Começou a primavera, mas ainda não foi para todos. No domingo fui à capital do Curdistão turco, a antiga cidade de Amed - que os turcos chamam Diyarbakir -, nas margens do rio Tigre, perto das conturbadas fronteiras com o Iraque e a Síria, para assistir à celebração do Newroz (literalmente: novos dias), uma grande festa de tradição multimilenar em vários países da Ásia, que celebra o fim do inverno e a chegada da primavera.

Quando cheguei informaram-me que a administração turca tinha proibido a comemoração. Talvez porque há várias décadas que os curdos manifestem nesta passagem do inverno para a primavera a expressão do seu desejo de passar dos difíceis dias de opressão política e cultural em que vivem para uma verdadeira primavera de liberdade e democracia.
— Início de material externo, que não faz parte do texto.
PR #2645, opened 2023-05-17
Use correct calico-node UID when running in non-privileged mode.

sridhartigera:
## Description

When enabling non-privileged mode, the ownership of directories that `calico-node` uses should be changed to UID of calico-node. 

In non-privileged mode, the UID of calico-node is 10001. 

## For PR author

- [x] Tests for change.

## For PR reviewers

- [ ] Appropriate labels:

### DIFF
--- a/pkg/render/common/securitycontext/security_context.go
+++ b/pkg/render/common/securitycontext/security_context.go
@@ -76,8 +76,3 @@ func NewNonRootPodContext() *corev1.PodSecurityContext {
 		},
 	}
 }
-
-// GetNonRootUID returns the non-root UID
-func GetNonRootUID() int64 {
-	return runAsUserID
-}
--- a/pkg/render/common/securitycontext/security_context.go
+++ b/pkg/render/common/securitycontext/security_context.go
@@ -76,3 +76,8 @@ func NewNonRootPodContext() *corev1.PodSecurityContext {
 		},
 	}
 }
+
+// GetNonRootUID returns the non-root UID
+func GetNonRootUID() int64 {
+	return runAsUserID
+}
--- a/pkg/render/node.go
+++ b/pkg/render/node.go
@@ -1820,9 +1820,9 @@ func (c *nodeComponent) hostPathInitContainer() corev1.Container {
 		ImagePullPolicy: ImagePullPolicy(),
 		Command:         []string{"sh", "-c", "calico-node -hostpath-init"},
 		Env: []corev1.EnvVar{
-			{Name: "NODE_USER_ID", Value: "999"},
+			{Name: "NODE_USER_ID", Value: fmt.Sprintf("%d", securitycontext.GetNonRootUID())},
 		},
-		SecurityContext: securitycontext.NewRootContext(false),
+		SecurityContext: securitycontext.NewRootContext(true),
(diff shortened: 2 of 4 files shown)


pkg/render/node.go
```diff
@@ -1820,9 +1820,9 @@ func (c *nodeComponent) hostPathInitContainer() corev1.Container {
 		ImagePullPolicy: ImagePullPolicy(),
 		Command:         []string{"sh", "-c", "calico-node -hostpath-init"},
 		Env: []corev1.EnvVar{
-			{Name: "NODE_USER_ID", Value: "999"},
+			{Name: "NODE_USER_ID", Value: fmt.Sprintf("%d", securitycontext.GetNonRootUID())},
```
hjiawei, line 1823: You can use [strconv.FormatInt](https://pkg.go.dev/strconv#FormatInt).

pkg/render/node.go
```diff
@@ -1820,9 +1820,9 @@ func (c *nodeComponent) hostPathInitContainer() corev1.Container {
...
 		},
-		SecurityContext: securitycontext.NewRootContext(false),
+		SecurityContext: securitycontext.NewRootContext(true),
```
hjiawei, line 1825: Why is this changed to `true` (privileged)?

pkg/render/node_test.go
```diff
@@ -896,7 +897,7 @@ var _ = Describe("Node rendering tests", func() {
 
 				// hostpath init container should have the correct env and security context.
 				hostPathContainer := rtest.GetContainer(ds.Spec.Template.Spec.InitContainers, "hostpath-init")
-				rtest.ExpectEnv(hostPathContainer.Env, "NODE_USER_ID", "999")
+				rtest.ExpectEnv(hostPathContainer.Env, "NODE_USER_ID", fmt.Sprintf("%d", securitycontext.GetNonRootUID()))
```
hjiawei, line 900: You can use `10001` explicitly here and remove the new `GetNonRootUID()` function.

pkg/render/common/securitycontext/security_context.go
```diff
@@ -76,3 +76,8 @@ func NewNonRootPodContext() *corev1.PodSecurityContext {
 		},
 	}
 }
+
+// GetNonRootUID returns the non-root UID
```
hjiawei, line 80: You can revert this change and use `10001` directly in your test. We do this in other places as well, for example, https://github.com/tigera/operator/blob/88d6475f1f63e0249fc6acdd10bd52c018951bf4/pkg/render/node_test.go#L881.

hjiawei (changes requested):
See inline comments.

pkg/render/node.go
sridhartigera: I see issues when the init container does `mkdirAll /var/log/calico/cni`.

hjiawei (approved):
LGTM with the latest changes. Thanks.

Brian-McM (approved):

pkg/render/node.go
caseydavenport: @sridhartigera do you know why this was working before then? Or was it never working? Or is this only needed for BPF mode? Or something about your setup?

PR #2653, opened 2023-05-18
Remove GeoIP downloader from Elasticsearch as we have no use for it.

rene-dekker:
Currently we have a denied flow in brand new clusters, which does not give a very nice impression.


tmjd (approved):
LGTM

O Parque Newroz, para onde estava prevista a concentração, foi bloqueado por um apetrechadíssimo aparato policial e foram cortadas todas as ruas de acesso. Na véspera já tinham confiscado a aparelhagem sonora instalada no palco.

Mas nem esta poderosa força de bloqueio foi capaz de suster a avalanche de famílias que fizeram questão de manter a sua tradicional comemoração. Homens, crianças e mulheres, envergando os seus trajes de festa plenos de brilho e de cor, ultrapassaram todas as barreiras policiais e juntaram-se no parque. Um milhão de pessoas - dizem várias estimativas. Foi uma impressionante manifestação de coragem e determinação, como não via há muito tempo. Uma luminosa demonstração de que nem toda a violência da repressão poderá parar a marcha da primavera curda.

Em Amed, não pude deixar de me lembrar de uma famosa frase do poeta Bertolt Brecht: “Do rio que tudo arrasta se diz que é violento. Mas ninguém chama violentas às margens que o comprimem.”